LE BARRIERE A PROTEZIONE DEL CENTRO E NON SOLO

di Carlo Radollovich

Quanto accaduto recentemente a Barcellona ci costringe, per la salvaguardia di noi cittadini, a correre ai ripari nel più breve tempo possibile.

Certo, se prendessimo in considerazione soltanto l’estetica, quelle tozze barriere di cemento posizionate agli ingressi laterali della Galleria e in via Mercanti (sbarramenti pure definiti “jersey”), potremmo semplicemente descriverli come disarmonici. Ma queste rappresentano, almeno per ora, le naturali difese contro le azioni terroristiche che hanno insanguinato l’Europa.

Già si ipotizza di proteggere analogamente le vie dello shopping (vedi il Quadrilatero della moda) e anche, ad esempio, il centralissimo corso Buenos Aires, nonché le aree relative alle Colonne di San Lorenzo, all’Arco della Pace, alla Darsena.

Già si avviano accese discussioni su una curiosa proposta dell’architetto Stefano Boeri, il quale ritiene di ingentilire gli attuali sbarramenti sostituendoli con piante di quercia e di melograno, convinto che le misure di sicurezza predisposte dovranno purtroppo durare per anni. I sostenitori dell’idea di Boeri vorrebbero infatti ingraziosire la città non con blocchi di calcestruzzo, ma con alberi che conferirebbero alla nostra Milanoun volto fresco.

Ovviamente, la controparte dichiara apertamente che, ancora prima dell’estetica, va garantita la sicurezza del cittadino, il quale ha diritto di camminare senza allarmismi per il centro della città, in barba all’eleganza di…natura vegetale che si vorrebbe sfoggiare.
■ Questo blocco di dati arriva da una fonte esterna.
PR #102, opened 2021-05-24
Updated exception types

chria:


src/pyfmi/fmi.pyx
```diff
@@ -4087,26 +4110,26 @@ cdef class FMUModelBase2(ModelBase):
...
-                raise FMUException("The FMU kind could not be determined. Enable logging for possibly more information.")
+                raise InvalidVersionException("The FMU kind could not be determined. Enable logging for possibly more information.")
         elif self._fmu_kind == FMIL.fmi2_fmu_kind_me_and_cs:
             if isinstance(self,FMUModelME2):
                 self._fmu_kind = FMIL.fmi2_fmu_kind_me
             elif isinstance(self,FMUModelCS2):
                 self._fmu_kind = FMIL.fmi2_fmu_kind_cs
             else:
-                raise FMUException("FMUModelBase2 cannot be used directly, use FMUModelME2 or FMUModelCS2.")
+                raise InvalidVersionException("FMUModelBase2 cannot be used directly, use FMUModelME2 or FMUModelCS2.")
```
agnesramle, line 4122: I'm not convinced this should be an InvalidVersionException, version is 2 in all three cases here.

src/pyfmi/fmi.pyx
```diff
@@ -4115,7 +4138,7 @@ cdef class FMUModelBase2(ModelBase):
         elif isinstance(self,FMUModelCS2):
             self._modelId           = decode(FMIL.fmi2_import_get_model_identifier_CS(self._fmu))
         else:
-            raise FMUException("FMUModelBase2 cannot be used directly, use FMUModelME2 or FMUModelCS2.")
+            raise InvalidFMUException("FMUModelBase2 cannot be used directly, use FMUModelME2 or FMUModelCS2.")
```
agnesramle, line 4141: Same as above.

src/pyfmi/fmi.pyx
```diff
@@ -6969,10 +6992,10 @@ cdef class FMUModelCS2(FMUModelBase2):
 
         if self._fmu_kind != FMIL.fmi2_fmu_kind_cs:
             if self._fmu_kind != FMIL.fmi2_fmu_kind_me_and_cs:
-                raise FMUException("This class only supports FMI 2.0 for Co-simulation.")
+                raise InvalidVersionException("This class only supports FMI 2.0 for Co-simulation.")
 
         if self.get_capability_flags()['needsExecutionTool'] == True:
-            raise FMUException('Models that need an execution tool are not supported')
+            raise InvalidVersionException('Models that need an execution tool are not supported')
```
agnesramle, line 6998: Why should this be an InvalidVersionException? needsExecutionTool has nothing to do with version.

src/pyfmi/fmi.pyx
```diff
@@ -7598,10 +7621,10 @@ cdef class FMUModelME2(FMUModelBase2):
 
         if self._fmu_kind != FMIL.fmi2_fmu_kind_me:
             if self._fmu_kind != FMIL.fmi2_fmu_kind_me_and_cs:
-                raise FMUException('This class only supports FMI 2.0 for Model Exchange.')
+                raise InvalidVersionException('This class only supports FMI 2.0 for Model Exchange.')
 
         if self.get_capability_flags()['needsExecutionTool'] == True:
-            raise FMUException('Models that need an execution tool are not supported')
+            raise InvalidVersionException('Models that need an execution tool are not supported')
```
agnesramle, line 7627: Same as above.

agnesramle (changes requested):
I miss updates of the tests to catch exceptions of the 'child' type and not the 'parent' type. I see it as important since that will also make sure that the exception types are possible to import.
I think there is at least one update in master.pyx needed as well:
raise fmi.FMUException("The Master algorithm currently only supports CS 2.0 FMUs.")
should be InvalidVersionException I think.
The same goes for
raise fmi.FMUException("The coupled model currently only supports ME 2.0 FMUs.")
in fmi_coupled.pyx

src/pyfmi/fmi.pyx
chria: I agree, it is not ideal. Any suggestion?

agnesramle: For now, I suggest to keep the FMUException.

chria:
Updated after review. We don't have that many tests that catch specific types (and not that many regarding loading exceptions). Updated the one I found.

agnesramle:
That we don't have tests regarding loading exceptions is bad. I suggest to add at least one test per exception type here. That will at least test that it is possible to import and catch these Exceptions.

chria:
Updated and added a few tests.

agnesramle:
LGTM!

PR #103, opened 2021-05-25
Resolved issue with logfile being created even if no logging was done

modelonrobinandersson:


src/pyfmi/fmi.pyx
```diff
@@ -625,14 +631,15 @@ cdef class ModelBase:
...
+        """ Sets parameter to keep log file open when logging is done to log file, if we are not logging into a given stream. """
         if not self._log_is_stream and self._fmu_log_name != NULL:
-            self.file_object = open(self._fmu_log_name,'a')
+            self._keep_log_open = 1
 
     def _close_log_file(self):
         if self.file_object:
             self.file_object.close()
             self.file_object = None
+            self._keep_log_open = 0
```
chria, line 642: I propse to always set this in this function. I.e. move self._keep_log_open = 0 outside of the if-statement

tests/test_log.py
```diff
@@ -100,3 +105,62 @@ def test_extract_boolean_value(self):
         eis = log.find("EventInfo")
         for ei in eis:
             assert isinstance(ei.time_event_info, bool), "Expected ei.time_event_info to be bool"
+
+class TestNoLogFile:
```
chria, line 109: Does these tests really work?

chria (commented):
Looks good! Just a few comments

src/pyfmi/fmi.pyx
modelonrobinandersson: Good point, I've updated the code with the latest commit

tests/test_log.py
modelonrobinandersson: Yes they do, they run without issues when I run them locally, or is it anything you see that indicates that they should not work?

tests/test_log.py
```diff
@@ -100,3 +105,62 @@ def test_extract_boolean_value(self):
...
+    """
+        Test invoking functions on the FMU if we have no logfile.
+        We do this from temporary directories to make sure that we have empty directories for the test.
+    """
+    @classmethod
+    def setup_class(cls):
+        cls.fmu_path = os.path.join(get_examples_folder(), 'files', 'FMUs', 'ME2.0', 'bouncingBall.fmu')
```
chria, line 116: Should this not be: cls.fmu_path = os.path.join(get_examples_folder(), 'files', 'FMUs', 'XML', 'ME2.0', 'bouncingBall.fmu') ?

tests/test_log.py
chria: Ok, see comment below.

tests/test_log.py
modelonrobinandersson: That would be the case if it was the folder 'files' in 'tests' but now this FMU is picked from the example folder instead and the path is slightly different there.

chria:
Looks good!

PR #105, opened 2021-05-26
Revert "Resolved issue with logfile being created even if no logging was done"

modelonrobinandersson:
Reverts modelon-community/PyFMI#103 because of issues detected with log files when FMU is loaded and simulated in a loop. If you load + simulate followed by load and simulate, the logging from the second simulation is appended into the same logfile as the first simulation.


modelonrobinandersson:
Reverted due to issues that need to be looked into further before we can add this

Forse, si arriverà ad un giusto compromesso, ma per ora le barriere antisfondamento costituiscono in ogni caso un baluardo grandemente sicuro. Per coloro che fossero alla ricerca di una nota aggraziata, si potrebbe eventualmente diminuire la “brutalità ” dell’impatto con il cemento incaricando abili writers, di valido gusto e di accertata preparazione artistica, affinché queste barriere possano risultare più gradevoli alla vista.